The humanitarian crisis in Gaza will turn “inestimably worse” if Israel launches its planned ground offensive against Hamas fighters holed up at the southern end of the Palestinian enclave, Western doctors have warned.
More than 1 million civilians, many reportedly starving, have taken refuge in the area after earlier Israeli attacks leveled their neighborhoods.
“This is probably the worst crisis that can happen within this war,” Dr. Zaher Sahloul, co-founder of the US-based MedGlobal medical charity, told reporters on Tuesday at the UN headquarters in New York. “If there is any offensive, they’re going to have a bloodbath, massacres after massacres.”
He added that his colleagues who are still working in Gaza have warned that an Israeli assault on Rafah could lead to 250,000 deaths.
Sahloul was among a group of Western doctors who traveled to Washington this week for meetings with US lawmakers and government officials to bring more attention to the desperate humanitarian conditions brought on by the Israel-Hamas war.
The doctors made their pleas for a ceasefire – and to call off the planned Rafah offensive – after doing volunteer work in the Gaza Strip earlier this year.

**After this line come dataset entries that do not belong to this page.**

PR #1183, opened 2025-10-21
Make uses of lane and fret consistent in labels

grishhung:
## Changes

Made various changes to English language strings such that label names are consistent in settings.

- Changed `Guitar` and `Bass` to `Lead Guitar` and `Bass Guitar` to match `Rhythm Guitar`.
- Made it so that both the 4-lane drums and keys instruments types show that they support mapping for both normal and pro modes.
- Changed all instances of adjectives with numbers in them to now follow the format `5-Lane` and to not use any of `5 Lane`, `Five Lane`, or `Five-Lane`. We were previously using all of these; only the first and last are syntactically correct in English, and the former is the cleaner looking of the two. The word `Lane` is also always capitalized in these settings.
- Made it so that instrument names do not specify the number of lanes for drums in the part selection menu before a chart starts. Once either 4-lane drums or 5-lane drums has been selected as an instrument type, the player only needs to concern themselves with whether they are playing `Drums` or `Pro Drums`. (This is currently the case for 5-fret and 6-fret guitar, which do not specify the number of frets across different instruments.)

## Exceptions

In the pause menu's volume settings, lead guitar is still labeled as `Guitar`, rhythm guitar is still labeled as `Rhythm`, and bass guitar is still labeled as `Bass`. Extending these names makes the UI extremely cluttered due to the large font size.

## Follow-up

Make orderings of options across settings consistent. Currently, keys often comes after vocals rather than before it.


wyrdough:
So I'm guessing this will end up changing "Guitar" in the difficulty select screen, too? Not sure how I feel about that. I'm inclined to think that simplicity is better at least in that case.

PR #1186, opened 2025-10-23
Fix whammy drift in music library and player

polson:
# Sync Drift Correction Fix

Two issues being fixed here:

1. Sync drift correction was only happening in the `SongRunner` which is used only for quickplay and practice mode
2. Sync drift correction was not working right because `GetWhammyPitch` actually returns 1.0 when unpitched, whereas `SetWhammyPitch` converts a percentage, so expects 0 percent when unpitched. Our if/else was wrong for this so sync drift was not being corrected even in quickplay

This PR adds a new `Timer` class that uses `UniTask` so we can easily do something every x seconds. We then use that in the `BassStemMixer` to do sync correction while the song is playing. This fixes sync drift in quickplay and song select.

## Demonstration

**Broken:**

https://github.com/user-attachments/assets/76dc286c-35d3-4d22-b9fd-5340df9e25dc

**Fixed:**

https://github.com/user-attachments/assets/def772f3-1eaf-4915-b866-f6786cdd4e8d

Here's the test song

[Sync Drift Test.zip](https://github.com/user-attachments/files/23109393/Sync.Drift.Test.zip)

### DIFF
--- a/Assets/Script/Audio/Bass/BassStemMixer.cs
+++ b/Assets/Script/Audio/Bass/BassStemMixer.cs
@@ -8,14 +8,16 @@ using YARG.Core.Audio;
 using YARG.Core.Logging;
 using YARG.Core.Song;
 using YARG.Helpers;
+using YARG.Settings;
 
 namespace YARG.Audio.BASS
 {
     public sealed class BassStemMixer : StemMixer
     {
         private const    float WHAMMY_SYNC_INTERVAL_SECONDS = 1f;
-        private readonly int   _mixerHandle;
+        private          bool  IsWhammyEnabled => SettingsManager.Settings.UseWhammyFx.Value;
 
+        private readonly int   _mixerHandle;
         private StemChannel  _mainChannel;
         private StreamHandle _mainHandle;
         private int          _songEndHandle;
@@ -55,7 +57,6 @@ namespace YARG.Audio.BASS
             _speed = speed;
             _whammySyncTimer = new Timer();
             SetVolume_Internal(volume);
-            _BufferSetter(Settings.SettingsManager.Settings.EnablePlaybackBuffer.Value, Bass.PlaybackBufferLength);
         }
 
         protected override int Play_Internal(bool restartBuffer)
@@ -65,15 +66,10 @@ namespace YARG.Audio.BASS
                 return (int) Bass.LastError;
             }
 
-            if (Settings.SettingsManager.Settings.EnablePlaybackBuffer.Value)
+            if (IsWhammyEnabled)
             {
-                if (!Bass.ChannelUpdate(_mixerHandle, Bass.PlaybackBufferLength))
-                {
-                    YargLogger.LogFormatError("Failed to fill playback buffer: {0}!", Bass.LastError);
-                }
+                _whammySyncTimer.Start(WHAMMY_SYNC_INTERVAL_SECONDS, SyncWhammyPitch);
             }
-
-            _whammySyncTimer.Start(WHAMMY_SYNC_INTERVAL_SECONDS, SyncWhammyPitch);
 
             return 0;
         }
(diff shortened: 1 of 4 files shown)


Assets/Script/Audio/Bass/BassStemMixer.cs
```diff
@@ -83,6 +104,7 @@ protected override void FadeOut_Internal(double duration)
 
         protected override int Pause_Internal()
         {
+            _whammySyncTimer.Stop();
```
wyrdough: Since you're calling `Timer()` without passing the `ignoreTimeScale` bool, I believe pause should be handled automagically since the timer won't fire during the pause since unity time scale is set to zero in that case.

Creating and destroying the `CancellationTokenSource` will generate garbage, so it would be better to avoid killing and recreating the timer during gameplay if it can be done another way.

Assets/Script/Helpers/Timer.cs
```diff
@@ -0,0 +1,37 @@
...
+    public class Timer
+    {
+        private CancellationTokenSource _cancellationTokenSource;
+
+        public void Start(float intervalSeconds, Action onTick)
+        {
+            Stop();
+            _cancellationTokenSource = new CancellationTokenSource();
+
+            UniTaskAsyncEnumerable.Timer(
```
wyrdough, line 21: If you do end up removing the `Stop` call in `Pause_Internal` you'll want to save a reference to this task and check if it is running before trying to run it again. I believe its `State` property should remain `Pending` while it runs since it can't complete without cancellation, but you'll want to double check that.

wyrdough (changes requested):

polson:
Something is messed up with the audio buffer too, hold on

Assets/Script/Audio/Bass/BassStemMixer.cs
polson: Just tested this and you're right, it does stop.  TIL.

I guess we can just remove the stop call for now.

polson:
Ok made the timer more efficient and fixed issues with the buffer

We were setting the buffer on playback and also in the constructor of `BassStemMixer`

This was causing pitch shifted stems to desync, most likely becaues the pitch fx has its own dsp buffer. It also causes the song to skip once the new buffer is filled.

You can repro the original issue by setting a huge buffer (5000ms) and then scrolling the music library, after a few (5?) seconds the song skips.

I have no idea why we were setting the buffer like that, since the global/mixer buffers get updated already when the setting changes, and new mixers also have the global buffer setting on creation.

In my testing I didn't see it break anything but also I'm bad at testing  🤷

Assets/Script/Helpers/Timer.cs
polson: Handling that internally in the `Timer` now

Assets/Script/Audio/Bass/BassStemMixer.cs
```diff
@@ -285,6 +302,7 @@ protected override void ToggleBuffer_Internal(bool enable)
         protected override void SetBufferLength_Internal(int length)
         {
             _BufferSetter(Settings.SettingsManager.Settings.EnablePlaybackBuffer.Value, length);
+            _BufferSetter(SettingsManager.Settings.EnablePlaybackBuffer.Value, length);
```
wyrdough, line 307: Don't think we need to set this twice?

wyrdough (changes requested):
Played a few songs on guitar and drums and nothing seemed off to me, but I am not terribly sensitive, so...

Assets/Script/Audio/Bass/BassStemMixer.cs
polson: wtf

wyrdough (approved):

PR #1188, opened 2025-10-24
Add fade effects and various fixes for vocals graphics

grishhung:
## Changes

- Made new shadergraphs for the track, vocals notes, and talkies to allow them to fade out at the edges of the screen. Works with all resolutions and is calculated as a smoothstep from 0.0 to 0.1, then 0.9 to 1.0.
- Created a new shader based on `Assets/TextMesh Pro/Shaders/TMP_SDF Overlay.shader` which allows text to fade out based on screen position. This was required as shadergraphs cannot be applied to the materials used for TMP.
- Made it so that if there are only two vocals parts in a song, only two lyric lines will be shown instead of three. Tested with normal lyrics mode and static lyrics mode, solo vocals, and all three harmony counts.
- Fixed the z-fighting with harmony talkies. Previously, talkies would all be spawned at the same coordinate, and the color that would prevail would be nondeterministic. This offsets them each by 0.25, with HARM1 in front (and all pipes on top of the talkies).

## Gallery

image

## Follow-up

There appears to be some jank going on with vocals positioning at differing resolutions. Upon fixing this, we should ensure:

1. The countdown is centered about the highway.
2. In single player, the multiplier meter is always in line with the 
3. The correct amount of space proportional to the screen resolution is applied above the highway (currently, the stats at the top are blocked in 4K).

Additionally, monitor the following bugs and things to adjust for the vocals highway:

- $ does not work consistently (see the end of "I'm a Bug").
- There is too much space between some words to the point where words can get delayed when they don't have to.
- Overlapping talkies generally look weird and gray; maybe change the math for how they overlap (art issue).
- The SP bar does not have a midway increment (art issue).


Assets/Script/Gameplay/Player/Vocals/VocalTrack.Spawning.cs
```diff
@@ -35,7 +35,7 @@ public partial class VocalTrack
 
         private bool[] _noMoreStaticPhrases = { false, false, false };
 
-        private void UpdateSpawning()
+        private void UpdateSpawning(int totalHarms)
```
wyrdough: Since this is just a partial of `VocalTrack` you don't actually need to pass totalHarms around since `_totalHarms` is already a property of the class (unless you need it to be copied to the stack for some reason)

Assets/Script/Gameplay/Visuals/VocalElements/VocalTalkieElement.cs
```diff
@@ -41,13 +41,23 @@ protected override void InitializeElement()
...
+            mesh.material.SetColor("_BaseColor", color.WithAlpha(ALPHA_VALUE));
 
             // Update the size of the talkie
             var transform = mesh.transform;
             float length = VocalTrack.GetPosForTime(NoteRef.TotalTimeEnd) - VocalTrack.GetPosForTime(NoteRef.Time);
             transform.localScale = transform.localScale.WithX(length);
             transform.localPosition = transform.localPosition.WithX(length / 2f);
+
+            // Prevent Z-fighting (Y acts as the "Z" coordinate here)
+            // All values must be under 0.1 (minimum forward offset for vocal pipes)
```
wyrdough, line 55: You say in the comment that all values must be under 0.1, but then you're setting 0.25 and 0.5 below. Error in comment or in code?

Assets/Script/Gameplay/Visuals/VocalElements/VocalTalkieElement.cs
```diff
@@ -41,13 +41,23 @@ protected override void InitializeElement()
...
+            transform.position = transform.position.WithY(NoteRef.HarmonyPart switch
```
wyrdough: I think it would be clearer if you assigned the result of the switch to a variable and used that in the `WithY` call instead of combining it into one.

Assets/TextMesh Pro/Shaders/TMP_SDF Overlay Fade.shader
```diff
@@ -0,0 +1,330 @@
...
+			clip(faceColor.a - 0.001);
+		#endif
+
+		    // Amending TMP_SDF Overlay.shader to do the same thing we're doing for all other vocals elements
+
+            // Compute normalized screen-space UV from SV_POSITION (NDC -> [0,1])
+            float2 screenUV = input.position.xy / input.position.w * 0.5 + 0.5;
+
+            // Fade in across 0.0 -> 0.1 (left edge), fade out across 0.9 -> 1.0 (right edge)
+            float fadeIn = smoothstep(0.0, 0.1, screenUV.x);
```
wyrdough, line 314: You might consider making the left/right fade size a shader property here and in your shader graph shaders so it can be more easily changed in the future if we end up needing to do that.

Assets/Script/Gameplay/Visuals/VocalElements/VocalTalkieElement.cs
```diff
@@ -41,13 +41,23 @@ protected override void InitializeElement()
 
             // Set the color
             var color = Player.VocalTrack.Colors[NoteRef.HarmonyPart];
-            mesh.material.color = color.WithAlpha(ALPHA_VALUE);
+            mesh.material.SetColor("_BaseColor", color.WithAlpha(ALPHA_VALUE));
```
wyrdough: In this case it doesn't matter since it is only ever called once for the lifetime of the instance, but in general it isn't good practice to reference shader properties by name like this because the lookup is slow. You should cache the numeric ID of the property once and use that instead:

```
private static readonly int _baseColorId = Shader.PropertyToID("_BaseColor");
...
mesh.material.SetColor(_baseColorId, color.WithAlpha(ALPHA_VALUE));
```

Actually, on second thought I wonder if the `_baseColorId` field were static if it would only ever get computed once for all instances of the object... I don't actually know how that works in C#.

Edited to add: Actual research seems to indicate that yes, the static variable would only get initialized once, so please change it so we aren't making unity recompute the reference every time we spawn a talkie.

wyrdough (changes requested):
Looks good overall, just a few changes and I think this will be good to go!

Assets/Script/Gameplay/Visuals/VocalElements/VocalTalkieElement.cs
grishhung: Whoops, code error. All should be under 0.1 indeed, so those should be something like 0.025 and 0.05. Thanks for catching that!

Assets/Script/Gameplay/Player/Vocals/VocalTrack.Spawning.cs
grishhung: Oopsie. I meant to remove this but I never got back around to it. It definitely doesn't need to be copied around like that.

Assets/Script/Gameplay/Visuals/VocalElements/VocalTalkieElement.cs
grishhung: Thanks for catching this. Changed to only compute once as shown here.

PR #1190, opened 2025-10-26
Fix lane spacing on non 16:9 screens

polson:
This PR adds handling for any screen size in QuickPlay, including dynamic resizing.

It handles both highway lane scaling and vocals scaling.

Highway lane scaling is handled by determining the base width of the lane at the very bottom of the screen, then scaling each lane accordingly.  We also consider the screen space height of the highway, and set a limit on how tall it can be in terms of percentage of screen height.

This means you can use virtually any camera preset and the lanes will not overlap each other.

We also simplify HUD positioning by providing a method in the `HighwayCameraRenderer` to get any position on the track based on a normalized coordinate system, which considers the x offset implicitly.

Additionally, the vocals track has its own scaling rules, which cap the track at an aspect ratio of 8.0 to 13.0.  8.0 is the original aspect ratio on a 16:9 screen.

Other changes:
1. The vocals hud is always positioned with first player below the vocals "strikeline" for any number of players

Demonstration:

https://github.com/user-attachments/assets/79c2c27c-2757-4bcf-ad6e-eab64102b763

Test plan for this feature:
https://docs.google.com/spreadsheets/d/14z29f7zoM768wOocg4_s-jsni6DjTHF-M2v6ijGnbwg/edit?usp=sharing


wyrdough (changes requested):
Code looks good to me, but it breaks the positioning of the center hud elements (player name and wait countdown) in non-16:9 ratios.

polson:
Calling this done before the PR gets too huge

polson:
Rebased with dev

polson:
Fixed conflicts again

polson:
something broke with vocals only in rebase

polson:
fixed now

PR #1192, opened 2025-10-29
Use mixer add channel delay to handle pitch fx syncing

polson:
Corresponding YARG.Core PR: https://github.com/YARC-Official/YARG.Core/pull/303

This fixes 3 issues:

1. **Stereo stems were not syncing correctly**
   
   This was fixed by setting the delay in terms of samples, not bytes, and letting Bass figure out how many bytes of delay that should be

2. **CON files were not syncing correctly**
   
   For some CON files, split streams cannot have separate positions. Calls to `SetPosition` were setting all stems to the same position, even if you called it on only one stem. I tried not using `SplitStreamReset` and not using `MixerReset` flag, it made no difference :-/
   
   The fix is to use the `Start` parameter in the `BassMix.MixerAddChannel` call to handle the delay.  Then, when setting position, we remove and re-add the channels to the mixer with the delay.
   
   So what we are doing now is kind of the reverse, where non-pitch shifted stems are given a delay to match the delay of pitch shifted stems.
   
   With this method positions of the stems are accurately reflected, which simplifies position handling.
   
   Seeking retains the delay as well.
   
   The trade off is that with whammy on, starting the mixer from the beginning will have a 2048 sample delay (43 ms or something) before we hear anything. Pause / Unpause does not have any delay.
   
   IMO This is unnoticeable in the music player or Quick Play. The `SongRunner` still handles syncing up in Quick Play quite easily so there's no issues there.
   
   Calibration should not have any issues since we turn off whammy beforehand
   
   

3. **Stems were going out of sync regardless of whammy setting**
    
    This was caused because we handled speed / chipmunking by creating a `TempoStream` for every channel in the mixer.  When we called `SetSpeed` on the mixer we would then set the speed of every channel.  However this does not ensure that all stems apply the speed at exactly the same time, leading to desync.  You can test this with one of the provided sync tracks, on nightly.  Just play quickplay and pause and unpause a bunch.  This causes the SongRunner to adjust speed to resync the song, which actually desyncs stems from each other.
    
    The fix is to use a single TempoStream created from the mixer itself.  In order to do this correctly we have to manually track position of the TempoStream to ensure it is reported by the mixer `GetPosition` correctly.  This should also be computationally cheaper than applying a TempoStream to every channel.
    
    We removed the `restartBuffer` param from the mixer `Play` method.  The caller should not have to care about restarting the buffer.  We can infer whether or not to do that by:
    1. If the mixer position changed with `SetPosition`, we want to restart the buffer so we dont hear stale audio
    3. Otherwise just use false, ie for the case of pause / unpause.

## Things to test:

The test plan contains the most important tests for this feature

[Test Plan (Google sheets)](https://docs.google.com/spreadsheets/d/14z29f7zoM768wOocg4_s-jsni6DjTHF-M2v6ijGnbwg/edit?usp=sharing)

Zip file containing 6 different sync drift test songs
[Sync drift tests.zip](https://github.com/user-attachments/files/23315147/Sync.drift.tests.zip)

In general, it is good to test:

CON file, ini file, yargsong, whammy enabled, whammy disabled, audio buffer on/off, chipmunking on/off

- Quickplay, playing until song end, various speeds
- Practice mode, selecting a section, pausing and unpausing, restart section, changing speed
- Calibration with whammy on/off
- Music player, pausing and unpausing, skipping songs and checking memory usage
- Music Library


Assets/Script/Audio/Bass/BassStemMixer.cs
```diff
@@ -15,7 +15,10 @@ namespace YARG.Audio.BASS
     public sealed class BassStemMixer : StemMixer
     {
         private const    float WHAMMY_SYNC_INTERVAL_SECONDS = 1f;
-        private          bool  IsWhammyEnabled => SettingsManager.Settings.UseWhammyFx.Value;
+
+        //The delay which is introduced by the pitch shift effect, in seconds
+        private const float PITCH_DELAY_SECONDS = GlobalAudioHandler.WHAMMY_FFT_DEFAULT / 44100f;
```
wyrdough: Do we not need to use the actual sample rate here? Or are we forcing it to 44100 somewhere and making audio drivers just deal with it?

wyrdough (commented):
People are going to lose their marbles because their calibration is going to be off by a bit. It might be nice to adjust calibration for the delay automatically if we can. What do you think?

polson:
Calibration should remain unchanged because:

1. We turn off whammy during calibration so that there is no delay 

2. In QuickPlay the SongRunner will sync up the track regardless of how much delay is at the beginning of the song (up to a reasonable limit before it can't handle it any more).  If you look at the debug panel you'll see the very beginning of the song speed up until it accounts for the delay.  It does this regardless for most songs anyway to sync up the visuals which are usually ahead.

Assets/Script/Audio/Bass/BassStemMixer.cs
polson: I noticed we hardcode 44100 everywhere else so I just kept that pattern.  It should probably be a constant in GlobalAudioHandler or something

~~44100 is correct because we use a `TempoStream` which resamples the input to 44100 no matter what sample rate the input is~~

Edit: That said, I would like to test this with a 48000hz stem to make sure, so good point

Edit 2: Well, I'll be darned.  It does resample to 44100, but its still out of sync.  Back to draft we go again.

polson:
And I already found a case where it stops working, so back to draft we go

Assets/Script/Audio/Bass/BassStemChannel.cs
```diff
@@ -217,11 +205,6 @@ protected override void DisposeUnmanagedResources()
         {
             _streamHandles.Dispose();
             _reverbHandles.Dispose();
-            if (_sourceHandle != 0)
```
polson, line 220: This is handled in BassStemMixer now, no more need to check for double freeing

Assets/Script/Audio/Bass/BassStemMixer.cs
polson: Yeah you were right, we need to use the actual sample rate, despite the documentation saying otherwise.  Good call!

image

polson:
Should be good now (famous last words)

Assets/Script/Audio/Bass/BassStemMixer.cs
```diff
@@ -127,30 +181,38 @@ protected override double GetVolume_Internal()
...
+            foreach (var channel in channels)
             {
-                // Pause when seeking to avoid desyncing individual stems
-                Pause_Internal();
+                if (!BassMix.MixerRemoveChannel(channel))
+                {
+                    YargLogger.LogDebug("Failed to remove channel from mixer");
+                };
             }
+            AddChannelsToMixer(_stemDatas.ToList());
```
wyrdough: I don't see any reason to allocate a new list here, just pass _stemDatas.

wyrdough (changes requested):
Minor change, otherwise it seems fine (and seems to work in my testing with your click tracks)

Assets/Script/Audio/Bass/BassStemMixer.cs
polson: Done

PR #1194, opened 2025-10-31
Add star power phrase completion whoosh effect

grishhung:
## Changes

Adds the "whoosh" effect when a star power phrase is completed.

https://github.com/user-attachments/assets/9b70bf09-d1ce-4f61-b007-25eb5909df13


Assets/Script/Gameplay/Player/TrackPlayer.cs
```diff
@@ -123,6 +127,9 @@ public virtual void Initialize(int index, YargPlayer player, SongChart chart, Tr
             var change = ZeroFadePosition - DEFAULT_ZERO_FADE_POS;
             _hudLocation.position = _hudLocation.position.AddZ(change);
 
+            // Must be done after the HUD location is set
+            StarPowerEffect.Initialize();
+
```
wyrdough, line 133: You should disable the GameObject until it's actually needed, otherwise we're running its Update() loop (and the shader) for no benefit whatsoever most of the time.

Read moreMore kids killed in Gaza than in four years of global conflicts – UN
“I saw the most appalling atrocities, and I saw things that I never would have expected to have seen in any health care setting,” said Dr. Nick Maynard, a UK surgeon who has worked in the Palestinian territories for more than a decade. “I saw things at Al-Aqsa [Martyrs] Hospital which I still wake up at night thinking about – appalling injuries, particularly in women and children.”
Maynard gave the example of a young girl who was burned so badly that he could see her facial bones. “We knew there was no chance of her surviving that,” he said. “But there was no morphine to give her, so not only was she inevitably going to die, but she would die in agony.” The girl was left on the floor of the emergency room to die.
Dr. Amber Alayyan, a Texas pediatrician who does volunteer work through Doctors Without Borders (Médecins Sans Frontières, MSF), said supply shortages have forced physicians in Gaza to make horrific choices, such as having to perform amputations without anesthetic. There are no beds available for many of the post-operative patients, and the condition of injured Gazans is deteriorating as their wounds rot.
READ MORE: Netanyahu defies Biden on Rafah offensive
Israeli Prime Minister Benjamin Netanyahu has dismissed international pressure to cancel the Rafah operation, insisting that it must go forward to prevent Hamas from again posing a threat to West Jerusalem. The latest war erupted when Hamas fighters raided southern Israeli villages on October 7, killing over 1,100 people and taking hundreds of hostages back to Gaza.
The Israeli response has left more than 31,000 Gazans dead, according to local health authorities, and has displaced an estimated 85% of the besieged enclave’s population. The Israeli military has claimed that civilians will be moved to “humanitarian islands” to the north of Rafah before the ground offensive begins.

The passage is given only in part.